Tuesday, June 27, 2006

rambling thoughts of the week

Because I'm a lame-o I only just saw the Klimt paintings at LACMA last week (I think, I lost track...) and true to my museum visits the one thing I went to see there turns out to be the least interesting thing to me.

What ended sucking me in was their American landscape stuff (now I'm wishing I had taken notes) but what I have been interested in recently is how location effects art. This is always most evident in landscape painting-- and what I found myself looking at was east coast landscapes vs. west coast, bare desert hills vs. dense, lush forestscapes. It stood out to me because I always hated landscapes and painted pretty crappy ones if I ever did (I had multiple art teachers tell me to not try them again). But that was on the east coast. The second I come to California I started painting/drawing landscapes every week. At first it was because I didn't know anybody and I didn't have any friends to model. But then I started getting into the landscape here. What I found was that I was just more drawn to paint the California geography. CA is more solid and concrete with grassy hills, rocky mountains, distance, as opposed to the dense bushes as opposed to the lush all-over greenery of Massachusetts. This was suprising because I was (at the time) prejudice against places with real trees and forests. I lived in the west until I was 11 and spent my whole childhood dreaming of tall green trees and hating the dead desert yellow color of everything around me. I'm kind of surprised I'm on this end of the country, but I've fallen in love with it- and the paintings it makes me do.

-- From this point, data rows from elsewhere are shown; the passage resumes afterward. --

PR #6348, opened 2026-05-26
Fix install dry-run side effects

### LINKED ISSUE #6346: [BUG] install.sh --dry-run executes side effects before checking dry-run flag
### Location
[install.sh#L228](https://github.com/Scottcjn/Rustchain/blob/main/install.sh#L228)

### What the docs say
```
--dry-run    Show what would be installed without doing it
```

### What actually happens
The dry-run guard at line 228 runs **after** three steps have already executed:

1. **Step [1/6] System Detection** (`install.sh#L79`) — runs before guard.
2. **Step [2/6] Python Check** (`install.sh#L178`) — iterates `python3 python`, runs `--version`, and **attempts `pip install requests`** if the module is missing. This is a real side effect.
3. **Step [3/6] Wallet Setup** (`install.sh#L212`) — **interactive `read` prompt**. In `--dry-run` mode, the user is still prompted for wallet input.

When piped (`curl … | bash -s -- --dry-run`), stdin is detached and the `read` call hangs.

### Expected behavior
The dry-run guard should be the first check after argument parsing (around line 58). When `--dry-run` is set, print the computed URLs/paths and exit without executing any steps.

### Minimal repro
```bash
bash install.sh --dry-run
```

### Impact
Medium — misleading UX. Users expecting a true read-only preview still get Python side effects and an interactive prompt.

---
Discovered as part of bounty #2781 onboarding review.

Thanhdn1984:
Fixes #6346.\n\nThis moves the dry-run handling to immediately after argument parsing, so `bash install.sh --dry-run` exits before GPU/Python checks, pip installs, wallet prompts, mkdir/downloads, or other side effects.\n\nValidation:\n- `bash -n install.sh`\n- `timeout 5 bash install.sh --dry-run` (prints preview and exits without prompting)

### DIFF
--- a/install.sh
+++ b/install.sh
@@ -64,6 +64,44 @@ while [[ $# -gt 0 ]]; do
     esac
 done
 
+# ─── Early Dry Run Check ─────────────────────────────────────────────
+
+if [ "$DRY_RUN" -eq 1 ]; then
+    OS=$(uname -s)
+    ARCH=$(uname -m)
+
+    case "$OS" in
+        Linux)
+            MINER_PATH="linux/rustchain_linux_miner.py"
+            FINGERPRINT_PATH="linux/fingerprint_checks.py"
+            ;;
+        Darwin)
+            MINER_PATH="macos/rustchain_mac_miner_v2.4.py"
+            FINGERPRINT_PATH="macos/fingerprint_checks.py"
+            ;;
+        *)      echo -e "${RED}Unsupported OS: $OS${NC}"; exit 1 ;;
+    esac
+
+    if [ -z "$WALLET" ]; then
+        HOSTNAME=$(hostname 2>/dev/null | tr '[:upper:]' '[:lower:]' | tr -cd 'a-z0-9-' | head -c 20)
+        WALLET="${HOSTNAME:-miner}-$(echo "$ARCH" | tr '[:upper:]' '[:lower:]')"
+    fi
+
+    MINER_URL="${BASE_URL}/miners/${MINER_PATH}"
+    FINGERPRINT_URL="${BASE_URL}/miners/${FINGERPRINT_PATH}"
+
+    echo -e "${YELLOW}[DRY RUN] Would install to: $INSTALL_DIR${NC}"
+    echo "  OS: $OS"
+    echo "  Architecture: $ARCH"
+    echo "  Miner: $MINER_URL"
+    echo "  Fingerprint: $FINGERPRINT_URL"
+    echo "  Checksums: $CHECKSUM_URL"
+    echo "  Wallet: $WALLET"
+    echo "  Node: $NODE_URL"
+    echo "  Silent: $SILENT"
+    exit 0
+fi
+
 # ─── Banner ──────────────────────────────────────────────────────────
 
 echo -e "${CYAN}"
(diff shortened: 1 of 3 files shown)


MolhamHamwi (commented):
I reviewed `install.sh` in this PR and ran `bash -n install.sh` plus `bash install.sh --dry-run` locally on macOS; the early dry-run path now exits cleanly before the installer reaches prompts/downloads.

Two technical observations:

1. The dry-run fix duplicates the OS-to-miner/fingerprint mapping at lines 73-91 while the real install path keeps the same mapping again later around lines 124-137. That makes the behavior correct today, but it creates a drift risk: adding/changing a platform or miner path later would need to update both blocks or `--dry-run` could preview a different artifact than the real installer downloads. A small helper/shared case block would make this safer.

2. The PR contains an unrelated first commit touching `node/ergo_raw_tx.py` and `tests/test_ergo_raw_tx.py`, while the PR title/body only describe `install.sh --dry-run`. Even though the Ergo JSON hardening looks reasonable, merging it together with the installer fix makes review/rollback harder and could accidentally close the dry-run issue with extra behavior bundled in.

shadow88sky (commented):
Reviewed the installer dry-run change plus the bundled Ergo raw-tx hardening commit.

Validation performed locally:

```text
bash install.sh --dry-run
# exits 0 and prints OS/architecture/miner/fingerprint/checksum/wallet/node/silent plan without prompts or downloads

PYTEST_DISABLE_PLUGIN_AUTOLOAD=1 .venv/bin/python -m pytest tests/test_ergo_raw_tx.py -q
12 passed

.venv/bin/python -m py_compile node/ergo_raw_tx.py tests/test_ergo_raw_tx.py
passed
```

Two concrete observations:

1. The installer fix is in the right place for the stated issue: the new early `DRY_RUN` branch runs immediately after argument parsing, before the banner, prompts, install-directory creation, or download path. That avoids the side effects the old late dry-run check could still trigger.

2. The Ergo JSON parsing hardening is also reasonable on its own. `response_json_object()` / `response_json_list()` prevent non-object or non-list API responses from leaking into wallet box, node height, and signing logic, and the new tests cover malformed unspent-box responses plus non-object signed transactions.

Non-blocking cleanup suggestion: the PR title only mentions install dry-run side effects, while the diff also contains `node/ergo_raw_tx.py` and `tests/test_ergo_raw_tx.py`. If this is intentional, retitling the PR to mention both changes would make review/merge history clearer; otherwise the Ergo commit would be cleaner as a separate PR.

jaxint (commented):

minyanyi (approved):
Reviewed the install dry-run change and the Ergo raw transaction response hardening.

Validation performed:
- `python -B -m pytest -q tests/test_ergo_raw_tx.py --tb=short` -> 12 passed, 1 warning
- `python -B -m py_compile node/ergo_raw_tx.py tests/test_ergo_raw_tx.py` -> passed
- `bash -n install.sh` -> passed
- `bash install.sh --dry-run --wallet test-wallet` on Windows/MSYS exits as unsupported OS before side effects, which is consistent with the script's Linux/Darwin support gate

No blocking issues found. I received RTC compensation for this review.

jaxint (commented):

jaxint (commented):

jhdev2026:
## PR Review — #6348 Fix Install Dry-Run Side Effects

**Reviewed:** `install.sh` (install-miner.sh) — moving dry-run handling to immediately after argument parsing to prevent side effects.

### What this PR does
Reorders the `install.sh` script so that `--dry-run` is checked immediately after argument parsing, before any GPU/Python checks, pip installs, wallet prompts, mkdir, or downloads occur.

### Technical observations

**Good:**
- Moving dry-run to the top is the correct fix. A `--dry-run` flag should let users see what would happen without ANY side effects, including permission checks, network calls, or user prompts.
- The validation steps described (`bash -n install.sh` for syntax check, `timeout 5 bash install.sh --dry-run` for execution check) are appropriate for shell script testing.

**Why this matters:**
The old behavior meant `--dry-run` still ran pip installs and mkdir commands before exiting, which defeats the purpose of dry-run. Users who wanted to preview the install script without modifying their system were getting side effects anyway.

**Minor note:**
The change is purely reordering existing code — moving the dry-run check earlier. This is a low-risk change with high user-value for anyone testing the installer.

**Testing note:**
The PR author validates with `bash -n` (shellcheck syntax) and `timeout 5` (execution time limit). This is a good practice for script validation.

**Conclusion:** Good fix. Dry-run should be side-effect-free, and this change ensures that.

jaxint (commented):

jaxint (commented):

PR #6465, opened 2026-05-28
fix: reject oversized SPV bloom filters

sirakinb:
## Summary
- reject serialized Bloom filters whose set bits exceed the configured `size_bits`
- preserve shorter serialized values by padding through the existing `to_hex()` behavior
- add a regression test for oversized SPV Bloom filter payloads

## Impact
`BloomFilter.from_hex("ffff", size_bits=8)` accepted a 16-bit serialized value into an 8-bit filter. Calling `to_hex()` on the resulting filter then raised `OverflowError: int too big to convert`, so malformed peer/client-supplied SPV filter state could create an object that crashes later serialization.

## Tests
- `PYTHONPATH=. ./.venv/bin/python -m pytest -q node/tests/test_spv_client.py`
- `python3 -m py_compile node/spv_client.py`
- `git diff --check`

Bounty context: https://github.com/Scottcjn/rustchain-bounties/issues/520

### DIFF
--- a/node/spv_client.py
+++ b/node/spv_client.py
@@ -121,7 +121,10 @@ class BloomFilter:
     @classmethod
     def from_hex(cls, value: str, size_bits: int = 2048, hash_count: int = 7) -> "BloomFilter":
         bloom = cls(size_bits=size_bits, hash_count=hash_count)
-        bloom._bits = int.from_bytes(bytes.fromhex(value), "big")
+        bits = int.from_bytes(bytes.fromhex(value), "big")
+        if bits.bit_length() > bloom.size_bits:
+            raise ValueError("serialized bloom filter exceeds configured size")
+        bloom._bits = bits
         return bloom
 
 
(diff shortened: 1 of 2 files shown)


MolhamHamwi (commented):
Reviewed `node/spv_client.py` and `node/tests/test_spv_client.py`.

Two specific observations:
- The new `bits.bit_length() > bloom.size_bits` guard is the right boundary check for serialized Bloom filter payloads because it rejects values that cannot be represented by the configured filter width before `_bits` is stored.
- The regression test uses `"ffff"` with `size_bits=8`, which directly covers the prior crash path where an oversized value could be accepted and then fail later during serialization.

Why I liked it: the fix is minimal, keeps shorter serialized filters compatible with the existing `to_hex()` padding behavior, and adds a targeted test for the malformed peer/client input case.

Note: the current CI failure appears unrelated to this PR; collection is failing in `node/gpu_render_endpoints.py` with `SyntaxError: expected 'except' or 'finally' block`.

Scottcjn:
@MolhamHamwi Code Review Bounty paid: 5 RTC reserved at `github:MolhamHamwi` until you link a wallet. tx: `14a92b55ad6b9326331ba2be904236b1` — 24h void window applies.

PR #6501, opened 2026-05-28
fix: bound airdrop bridge string fields

### LINKED ISSUE #6500: Airdrop bridge accepts overlong address and tx fields
## Summary
The airdrop bridge endpoints currently accept unbounded string fields for bridge wallet addresses and transaction ids. The public `/api/bridge/lock` route stores `from_address` and `to_address` directly in SQLite, while the admin confirm/release endpoints persist `source_tx` and `dest_tx` without length caps.

## Impact
A caller can submit very large address or transaction strings, increasing request, storage, and log volume and creating unusable bridge lock records. Because `/api/bridge/lock` is public, the address fields are the main exposure; the admin tx fields should still be bounded at the same validation boundary.

## Proposed fix
Add explicit maximum lengths for bridge addresses and transaction ids in both the route parser and the service methods, with regression tests for overlong address and tx inputs.

sirakinb:
Fixes #6500.

## Summary
- add explicit length caps for bridge wallet addresses and tx ids
- enforce the caps in both Flask route parsing and AirdropV2 service methods
- add regression coverage for public bridge lock and admin confirm/release inputs

## Testing
- `./.venv/bin/python -m pytest -q tests/test_airdrop_bridge_admin_auth.py`
- `python3 -m py_compile node/airdrop_v2.py tests/test_airdrop_bridge_admin_auth.py`
- `git diff --check`

### DIFF
--- a/node/airdrop_v2.py
+++ b/node/airdrop_v2.py
@@ -66,6 +66,8 @@ MIN_ETH_BALANCE_WEI = int(0.01 * 1e18)  # 0.01 ETH
 MIN_WALLET_AGE_DAYS = 7
 MIN_GITHUB_AGE_DAYS = 30
 GITHUB_USERNAME_RE = re.compile(r"^[a-z0-9](?:[a-z0-9-]{0,37}[a-z0-9])?$")
+MAX_BRIDGE_ADDRESS_LENGTH = 128
+MAX_BRIDGE_TX_LENGTH = 256
 
 # Airdrop allocation
 TOTAL_SOLANA_ALLOCATION = 30_000 * 1_000_000  # 30k wRTC (6 decimals)
@@ -950,6 +952,11 @@ class AirdropV2:
         Returns:
             (success, message, lock_record)
         """
+        if len(from_address) > MAX_BRIDGE_ADDRESS_LENGTH:
+            return False, "Source address too long", None
+        if len(to_address) > MAX_BRIDGE_ADDRESS_LENGTH:
+            return False, "Destination address too long", None
+
         # Validate chains
         if from_chain not in ["solana", "base", "rustchain"]:
             return False, f"Invalid source chain: {from_chain}", None
@@ -1032,6 +1039,9 @@ class AirdropV2:
         Returns:
             (success, message)
         """
+        if len(source_tx) > MAX_BRIDGE_TX_LENGTH:
+            return False, "Source transaction too long"
+
         conn = self._get_conn()
         cursor = conn.cursor()
 
@@ -1065,6 +1075,9 @@ class AirdropV2:
         Returns:
             (success, message)
         """
+        if len(dest_tx) > MAX_BRIDGE_TX_LENGTH:
+            return False, "Destination transaction too long"
+
         conn = self._get_conn()
         cursor = conn.cursor()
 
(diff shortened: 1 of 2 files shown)


sirakinb:
Rebased this PR onto current `main` after the adjacent amount/github validation PRs merged. Kept this branch scoped to bridge address and tx id length bounds.

Re-verified after conflict resolution:
- `./.venv/bin/python -m pytest -q tests/test_airdrop_bridge_admin_auth.py` (`32 passed`)
- `python3 -m py_compile node/airdrop_v2.py tests/test_airdrop_bridge_admin_auth.py`
- `git diff --check`

MolhamHamwi (commented):
Substantive review for the RTC review bounty. I received RTC compensation for this review.\n\nWhat I reviewed: `node/airdrop_v2.py` and `tests/test_airdrop_bridge_admin_auth.py` in this bridge string-boundary fix.\n\n1. Positive: the patch applies the same `MAX_BRIDGE_ADDRESS_LENGTH` / `MAX_BRIDGE_TX_LENGTH` constants at both boundaries: Flask request parsing via `string_field(..., max_length=...)` and the `AirdropV2` service methods. That is the right split because it protects HTTP callers and any internal/direct service caller that bypasses the routes.\n\n2. Positive: the regression tests cover both the public bridge lock endpoint and the admin confirm/release paths, and also exercise direct service calls. The 129/257 byte cases are exactly one over the declared limits, so they verify the intended boundary instead of only checking a generic huge payload.\n\n3. Small follow-up to consider: `confirm_bridge_lock` and `release_bridge_lock` now run the length check before opening SQLite, which is good for cheap rejection; if these service methods are ever called outside the typed HTTP route, a non-string `source_tx`/`dest_tx` would still raise at `len(...)`. The route already handles that via `string_field`, so this is not a blocker, but mirroring an `isinstance(..., str)` guard in the service layer would make the direct-call hardening fully symmetric with the address/tx length caps.

eliasx45 (approved):
Reviewed `b55480d99b1725b0e6ddf463d6feeaf23a974dee` against the bridge string-boundary issue (#6500).

I did not find a blocker in the changed files. The patch adds explicit address and transaction-id caps at both HTTP route parsing and the `AirdropV2` service methods, which matches the issue's public storage/log-volume risk for `/api/bridge/lock` and the admin confirm/release boundaries. The tests cover exactly one-over-limit cases for both route-level and direct service calls.

- `.\.venv\Scripts\python.exe -m pytest tests\test_airdrop_bridge_admin_auth.py -q` -> 32 passed
- `.\.venv\Scripts\python.exe -m py_compile node\airdrop_v2.py tests\test_airdrop_bridge_admin_auth.py` -> passed
- Read issue #6500 and confirmed the patch covers public address inputs plus admin source/destination tx inputs.

Non-blocking follow-up: the service methods still assume the direct-call values are strings before calling `len(...)`. The HTTP routes already reject non-string JSON with `string_field`, so this does not leave the reported route exposure open, but adding `isinstance(..., str)` checks in `AirdropV2.create_bridge_lock()`, `confirm_bridge_lock()`, and `release_bridge_lock()` would make the service-layer hardening fully symmetric for internal callers.

Repo-level note: GitHub's full `test` job is red on the known unrelated `node/gpu_render_endpoints.py:240` syntax error. The focused airdrop bridge suite is green locally.

Scottcjn:
@MolhamHamwi Code Review Bounty paid: 5 RTC reserved at `github:MolhamHamwi` until you link a wallet. tx: `2ee5f40969b005056cad000689cb53aa` — 24h void window applies.

PR #6508, opened 2026-05-28
fix: fail closed beacon x402 premium exports

### LINKED ISSUE #6507: Beacon premium x402 exports fail open when payment config is unavailable
## Summary
Beacon x402 premium exports call `_check_x402_payment()` before returning `/api/premium/reputation` and `/api/premium/contracts/export`. When `x402_config` is unavailable, `X402_CONFIG_OK` is false and `_check_x402_payment()` currently returns success, so both premium export endpoints skip payment verification entirely.

## Impact
A degraded deployment missing the payment configuration exposes full reputation and contract export data without payment or admin authorization. This also creates a revenue bypass for endpoints explicitly described as premium/paywalled.

## Proposed fix
Fail closed when Beacon x402 payment configuration is unavailable, returning 503 without export data. The patch also normalizes the beacon agent wallet read guard to use the existing Beacon admin helper so protected wallet reads return proper 401/503 responses.

sirakinb:
Fixes #6507.

## Summary
- fail closed when Beacon x402 premium exports cannot verify payment because payment config is unavailable
- keep explicit free pricing behavior available when x402 config is loaded and the configured price is free
- normalize Beacon agent wallet reads through the existing Beacon admin helper
- add regression coverage for missing config, paid challenges, unverified payment headers, and admin-protected wallet reads

## Testing
- `PYTHONPATH=node ./.venv/bin/python -m pytest -q tests/test_beacon_x402_payment_gate.py tests/test_beacon_x402_wallet.py tests/test_beacon_premium_reputation_route.py`
- `python3 -m py_compile node/beacon_x402.py tests/test_beacon_x402_payment_gate.py tests/test_beacon_x402_wallet.py tests/test_beacon_premium_reputation_route.py`
- `git diff --check`

### DIFF
--- a/node/beacon_x402.py
+++ b/node/beacon_x402.py
@@ -149,7 +149,17 @@ def _check_x402_payment(price_str, action_name):
     Check for x402 payment. Returns (passed, response_or_none).
     When price is "0", always passes.
     """
-    if not X402_CONFIG_OK or is_free(price_str):
+    if not X402_CONFIG_OK:
+        log.warning(
+            "Rejected premium Beacon x402 action=%s because payment config is unavailable",
+            action_name,
+        )
+        return False, _cors_json({
+            "error": "Payment verification unavailable",
+            "message": "Beacon x402 premium exports are disabled until payment configuration is available.",
+        }, 503)
+
+    if is_free(price_str):
         return True, None
 
     payment_header = request.headers.get("X-PAYMENT", "")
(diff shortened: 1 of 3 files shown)


MolhamHamwi (commented):
Reviewed `node/beacon_x402.py`, `tests/test_beacon_x402_payment_gate.py`, and `tests/test_beacon_x402_wallet.py` in this PR.

Two specific observations:

1. In `_check_x402_payment`, moving the `X402_CONFIG_OK` check ahead of `is_free(price_str)` is the right fail-closed ordering for premium export routes. A missing verifier/config now returns 503 instead of treating every route as free, while explicitly configured `PRICE_* = "0"` still passes only after the x402 config module loaded successfully.

2. The wallet route change is also a good hardening cleanup: replacing the duplicated inline `RC_ADMIN_KEY`/`hmac.compare_digest` block with `_require_beacon_admin()` keeps wallet reads aligned with the existing admin helper, and the added unauthenticated GET regression test covers the exact privacy boundary for `coinbase_address` exposure.

One non-blocking CI note: the current full `test` job is failing during collection on `node/gpu_render_endpoints.py` with `SyntaxError: expected 'except' or 'finally' block`, which appears outside this PR's changed files. The focused x402/wallet tests listed in the PR body are the right local signal for this patch.

eliasx45 (approved):
Reviewed `0bc3be1d5abd2b43d5aaf87feef34163740e39c9` against the fail-closed Beacon x402 issue (#6507).

I did not find a blocker in the changed files. `_check_x402_payment()` now rejects premium export requests with 503 before considering free pricing when `X402_CONFIG_OK` is false, so a missing `x402_config` module no longer turns `/api/premium/reputation` or `/api/premium/contracts/export` into unauthenticated free exports. The wallet read route also now uses the shared Beacon admin helper instead of duplicating header comparison.

- `.\.venv\Scripts\python.exe -m pytest tests\test_beacon_x402_payment_gate.py tests\test_beacon_x402_wallet.py tests\test_beacon_premium_reputation_route.py -q` -> 14 passed
- `.\.venv\Scripts\python.exe -m py_compile node\beacon_x402.py tests\test_beacon_x402_payment_gate.py tests\test_beacon_x402_wallet.py tests\test_beacon_premium_reputation_route.py` -> passed
- `git diff --name-status origin/main...HEAD` -> only the three Beacon x402/test files changed

Non-blocking follow-up: `/api/x402/status` still reports `"pricing_mode": "free"` when `X402_CONFIG_OK` is false, even though the premium endpoints now return 503 in that state. That does not reopen the export bypass, but changing the status value to something like `"disabled"` would make the public status endpoint less confusing for clients.

Repo-level note: GitHub's full `test` job is red on the known unrelated `node/gpu_render_endpoints.py:240` syntax error. The focused Beacon x402 suites are green locally.

Scottcjn:
@MolhamHamwi Code Review Bounty paid: 5 RTC reserved at `github:MolhamHamwi` until you link a wallet. tx: `735255c62a13aaa8c1b659c28d51491d` — 24h void window applies.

The other thing at LACMA that I saw was the Hockney exhibit. I can't say that I was a big Hockney fan before but I really enjoyed this exhibit for several reasons. First of all, I love portraits and figures of any sort. Could look at them all day, almost did. Also, again I'm really intrigued by the location an artists chooses to work in and how it inspires them-- or just seeps into their work. Sometimes I wonder if the whold NYC-starving artist thing limit's POV. I personally think that-- art being inspired by real life-- lives or dies based on what an artist surrounds themself with. And an artist like Hockney that incorporates his life so directly in his work is a very good example how an environment (social, geographic, cultural) plays a role. Just looking at his color choice-- turquoise, mint green, dusty rose, etc.-- these are not colors inspired by the northeast.

The last thing that the Hockney exhibit taught me is that I need to frikkin' start sketching more. I used to carry a sketchbook every where I went and would sketch every minute I had a down moment. The habit slowly faded when I stopped doing paintings strictly from sketches of brief real life moments. But even if I don't paint from my sketches, it is a fabulous way to slow down the process of observation as well as just get inspired.

That's all for tonight. Gotta go wash my brushes. (And my dinner dishes too probably while I'm at it, they'll get smelly.)

under a cloud

I've been painting a storm the last few weeks trying to finish off all I've started recently. I'm notorious for starting 20 paintings and working them all at the same time which makes an odd feeling of being both prolific, and moving at a snails pace because nothing ever is completed. I also never call a painting done. Paintings I called done last October got dug up and fiddled with of late. Part of this is that over time after I stare at my stuff I notice things that could be better crafted. Of course this week I've found that this habit of mine is more like picking at a scab than brilliant technique. I've found my skills have gone into crap lately because suddenly all my brushstrokes and color choices and pretty much everything is clumsy and muddled. I'll spend hours focusing on the dappled light falling on a cheek of a woman- and then when I take a step back it looks like a monkey with a beard. I've always had weeks where my flow seems to be off and I just work through it. Though sometimes I just paint like crap because I'm feeling lazy and impatient and am not channeling my full attention to what I am doing. But I'm embarrassed that whatever funk I'm in is out of my control at the moment. It hits me everytime I walk past my "studio" and feel the eyes of my bearded monkey women.

Tuesday, June 06, 2006

oh snap!

So I'm a compulsive canvas builder, even when I don't need canvases I find myself building them for a rainy day. So I had a day off today and first chance I got I went down to the store to get some canvas. Because the Pearl near my house is poorly stocked, and maintained-- when I got there they were pretty wiped out of canvas. All they had was 84" wide of the canvas texture I wanted-- wider than I needed but I took it anyway. At first I asked for 2 yards since I was only building 2 canvases, but then I got greedy and asked for a third yard (so I can save myself a trip to pearl on another rainy day...) When they unspooled the roll that extra bit for me, it turned out that after my 3rd yard, there was only 1 yard left on the roll. So they just gave me that extra yard for nothin'. Bonus yard of canvas=grrrreat day.